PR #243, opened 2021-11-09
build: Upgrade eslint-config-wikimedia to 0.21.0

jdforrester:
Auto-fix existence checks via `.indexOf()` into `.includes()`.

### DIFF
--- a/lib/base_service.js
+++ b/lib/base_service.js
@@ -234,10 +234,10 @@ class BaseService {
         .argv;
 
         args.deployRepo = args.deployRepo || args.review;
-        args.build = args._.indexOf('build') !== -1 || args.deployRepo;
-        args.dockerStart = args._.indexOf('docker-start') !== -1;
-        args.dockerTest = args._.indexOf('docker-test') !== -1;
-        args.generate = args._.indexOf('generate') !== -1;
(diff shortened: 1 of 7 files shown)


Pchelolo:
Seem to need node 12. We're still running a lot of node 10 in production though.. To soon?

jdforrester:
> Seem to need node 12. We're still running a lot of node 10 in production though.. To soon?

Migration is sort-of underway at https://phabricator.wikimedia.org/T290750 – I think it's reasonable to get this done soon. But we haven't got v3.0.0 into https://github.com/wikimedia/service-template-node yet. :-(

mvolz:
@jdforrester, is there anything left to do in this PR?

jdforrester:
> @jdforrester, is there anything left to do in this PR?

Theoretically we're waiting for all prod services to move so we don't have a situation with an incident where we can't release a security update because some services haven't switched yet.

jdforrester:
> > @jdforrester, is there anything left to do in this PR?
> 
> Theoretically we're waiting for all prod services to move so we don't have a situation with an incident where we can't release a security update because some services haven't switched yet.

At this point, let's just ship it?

==

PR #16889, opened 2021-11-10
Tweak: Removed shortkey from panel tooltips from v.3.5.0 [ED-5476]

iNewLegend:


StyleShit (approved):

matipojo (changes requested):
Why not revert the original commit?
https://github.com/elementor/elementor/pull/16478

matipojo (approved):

...

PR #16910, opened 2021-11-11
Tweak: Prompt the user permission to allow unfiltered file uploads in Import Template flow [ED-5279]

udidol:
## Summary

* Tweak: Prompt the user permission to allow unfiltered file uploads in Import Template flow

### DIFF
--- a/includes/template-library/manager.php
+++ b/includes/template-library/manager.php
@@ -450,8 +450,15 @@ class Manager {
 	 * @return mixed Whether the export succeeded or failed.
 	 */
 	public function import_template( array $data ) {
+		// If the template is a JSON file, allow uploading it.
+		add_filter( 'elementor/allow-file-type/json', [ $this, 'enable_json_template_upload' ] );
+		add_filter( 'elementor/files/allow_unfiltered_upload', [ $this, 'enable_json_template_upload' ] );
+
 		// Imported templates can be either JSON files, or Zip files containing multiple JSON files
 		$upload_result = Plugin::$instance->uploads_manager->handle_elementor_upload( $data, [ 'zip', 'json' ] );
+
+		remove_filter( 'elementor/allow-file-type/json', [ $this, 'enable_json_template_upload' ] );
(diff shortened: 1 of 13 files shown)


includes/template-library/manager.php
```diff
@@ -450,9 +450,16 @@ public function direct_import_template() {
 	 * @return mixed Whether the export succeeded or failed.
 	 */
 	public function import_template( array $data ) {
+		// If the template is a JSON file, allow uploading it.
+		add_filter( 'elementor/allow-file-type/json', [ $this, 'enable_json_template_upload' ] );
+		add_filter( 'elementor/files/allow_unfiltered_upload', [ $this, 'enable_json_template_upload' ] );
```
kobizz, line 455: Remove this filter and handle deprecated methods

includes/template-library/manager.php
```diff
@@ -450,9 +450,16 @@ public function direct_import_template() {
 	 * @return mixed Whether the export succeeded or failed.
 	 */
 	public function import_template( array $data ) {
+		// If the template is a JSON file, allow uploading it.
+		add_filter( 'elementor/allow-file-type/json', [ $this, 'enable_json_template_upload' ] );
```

Exercise objective:
Beginning with the line containing "PR #243, opened 2021-11-09" in the material above, copy every line exactly until you have copied the line containing "At this point, let's just ship it?".

Task output:
PR #243, opened 2021-11-09
build: Upgrade eslint-config-wikimedia to 0.21.0

jdforrester:
Auto-fix existence checks via `.indexOf()` into `.includes()`.

### DIFF
--- a/lib/base_service.js
+++ b/lib/base_service.js
@@ -234,10 +234,10 @@ class BaseService {
         .argv;
 
         args.deployRepo = args.deployRepo || args.review;
-        args.build = args._.indexOf('build') !== -1 || args.deployRepo;
-        args.dockerStart = args._.indexOf('docker-start') !== -1;
-        args.dockerTest = args._.indexOf('docker-test') !== -1;
-        args.generate = args._.indexOf('generate') !== -1;
(diff shortened: 1 of 7 files shown)


Pchelolo:
Seem to need node 12. We're still running a lot of node 10 in production though.. To soon?

jdforrester:
> Seem to need node 12. We're still running a lot of node 10 in production though.. To soon?

Migration is sort-of underway at https://phabricator.wikimedia.org/T290750 – I think it's reasonable to get this done soon. But we haven't got v3.0.0 into https://github.com/wikimedia/service-template-node yet. :-(

mvolz:
@jdforrester, is there anything left to do in this PR?

jdforrester:
> @jdforrester, is there anything left to do in this PR?

Theoretically we're waiting for all prod services to move so we don't have a situation with an incident where we can't release a security update because some services haven't switched yet.

jdforrester:
> > @jdforrester, is there anything left to do in this PR?
> 
> Theoretically we're waiting for all prod services to move so we don't have a situation with an incident where we can't release a security update because some services haven't switched yet.

At this point, let's just ship it?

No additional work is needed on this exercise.